# All-New 3SDM 0.06 Directional Wheels - Coming Soon



## Forge US (Jul 31, 2002)

In case you missed the flurry of commotion on various social media outlets yesterday, 3SDM has finally announced their highly anticipated next wheel design.

Presenting the all-new 3SDM 0.06










- cast construction
- monoblock design
- 18" diameter
- 6-spoke 
- twisted style
- square or staggered fitments available
- *fully directional*

Final pricing and availability will be announced very soon, so please watch this space for updates! We will announce this information along with a pre-order opportunity as soon as possible!










That's right, 3SDM has defied all convention and has invested heavily to bring a fully directional cast wheel to market in available staggered fitments. This means that there are 4 different molds for this wheel instead of just 1 or 2 for other non-directional cast wheels. The directional design means all of the wheels will twist in the same direction when mounted to the vehicle, whether square or staggered fitment is chosen. 

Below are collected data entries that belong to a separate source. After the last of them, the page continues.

PR #171, opened 2015-11-03
Ensure we always pass a callback to sanitySweep.

Raynos:
Not passing a callback causes a uncaught exception in production.

r: @jcorbin @kriskowal @rf


jcorbin:
:100:

PR #173, opened 2015-11-04
Improve the semantics of InRequest.onTimeout()

Raynos:
There is a lot of nuanced code here that I found whilst
trying to verify the semantics of timeouts against
the relay handler.

These commits make the code stabler and get rid of
some confusing logs, namely send response after timeout
and orphaned conn onReqDone

r: @jcorbin @rf @kriskowal

### DIFF
--- a/in_request.js
+++ b/in_request.js
@@ -182,7 +182,9 @@ TChannelInRequest.prototype.onTimeout = function onTimeout(now) {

- 8.5" width right-hand side
- 8.5" width left-hand side
- 9.5" width right-hand side
- 9.5" width left hand side

Directional wheels are more commonly seen in 2 or 3-piece wheels where just the centers can be changed within the same lips and barrels, however, this has rarely been done in a cast wheel before, and even less commonly in available staggered fitments.


----------



## xgarage (Oct 14, 2004)

beautiful!


----------



## Ultimatetaba (Feb 18, 2005)

Man I'd be so down for a set of these as daily wheels. Then again...I don't drive my car daily. lol


----------



## JRutter (Nov 25, 2009)

Do they act like fans to pull air out from under the car, or is the directionality purely cosmetic?


----------



## TBomb (Sep 23, 2009)

JRutter said:


> Do they act like fans to pull air out from under the car, or is the directionality purely cosmetic?


Downforce :thumbup:


----------



## NYCameron (Nov 17, 2010)

I would probably roll with the wheels the other way (switch left and right)
I'd rather not the spikes "chop" forward
I know it doesn't matter because if I buy the wheels I can do whatever the f I want unless the bottom quote is true



JRutter said:


> Do they act like fans to pull air out from under the car, or is the directionality purely cosmetic?


----------



## Forge US (Jul 31, 2002)

JRutter said:


> Do they act like fans to pull air out from under the car, or is the directionality purely cosmetic?


It is just cosmetic. 



NYCameron said:


> I would probably roll with the wheels the other way (switch left and right)
> I'd rather not the spikes "chop" forward
> I know it doesn't matter because if I buy the wheels I can do whatever the f I want unless the bottom quote is true


There is no specific requirement for which direction they must rotate. That is just done above in the photos for illustrative purposes, however, they will only be sold as directional sets in either of the 3 following configurations. 

- square 8.5
- staggered
- square 9.5


----------



## Maitre Absolut (Aug 5, 2009)

these came out in 1998 and were called GS-R Blades!


----------



## NYCameron (Nov 17, 2010)

Maitre Absolut said:


> these came out in 1998 and were called GS-R Blades!


lol
time to go buy some 5x112 to 4x100 adapters :laugh:


----------



## 801_Bri (Jun 20, 2008)

Thinking these are going to be my next wheels :thumbup:


----------



## ceese (Jul 2, 2011)

Maitre Absolut said:


> these came out in 1998 and were called GS-R Blades!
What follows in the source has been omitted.